| WHAT THIS TASK INVOLVES |
The output should be all lines of the entries below in which the word "flexible" occurs.

(Collected data)
§ §

PR #945, opened 2016-07-05
new themes

ghost:
I propose a new format for .themеs notecard:
ElementName ~ texture=texture_id ~ color=color_vector ~ shiny=shiny_type ~ glow=glow_level

I think it is more convenient, informative and flexible.

Element parameters can be arranged in any order, like:
ElementName ~ color=color_vector ~ texture=texture_id ~ glow=glow_level ~ shiny=shiny_type

Ability to use 2 and more lines for same element, like:
ElementName ~ color=color_vector ~ texture=texture_id
ElementName ~ glow=glow_level ~ shiny=shiny_type

Unnecessary element parameter can be skipped, like:
ElementName ~ texture=texture_id ~ shiny=shiny_type

(It may be the same method is suitable for particles in .themes?)

### DIFF
--- a/src/collar/.themes
+++ b/src/collar/.themes
@@ -1,3 +1,3 @@
 [ ThemeName ]
-ElementName~<texture_id>~<color_vector>~<shiny_type>~<glow_level>
-Ring~89556747-24cb-43ed-920b-47caed15465f~<1,1,1>~none/low/medium/high/specular~none/low/medium/high/veryHigh
+ElementName~texture=<texture_id>~color=<color_vector>~shiny=<shiny_type>~glow=<glow_level>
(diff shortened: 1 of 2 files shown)


GarvinTwine:
I think this is in general not a bad idea.
But there is one big issue:
If the themes script is updated by the general patch installer, the old themes note cards will not work any more. As every collar design has its own .themes note card, I do not see a way to also replace the current .themes note cards with new ones...
So updating the themes script would result first of all in failure of all collars which have the old style themes note cards and only new collars with already updated note cards would work.

In general only the style of the note card is changed, which is a note card used by designers and not end users... Those who actually use it by now, have understood how they work and their collars would need themes note card updates as well...
So, though the idea is not bad, the change would cause way more issues than the benefit of a "more convenient, informative and flexible" note card style.

ghost:
Yes, this is a problem :(
and why this idea has not occurred to me before? before the release of 6.0 :(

§ §

| TASK ANSWER |
I think it is more convenient, informative and flexible.
So, though the idea is not bad, the change would cause way more issues than the benefit of a "more convenient, informative and flexible" note card style.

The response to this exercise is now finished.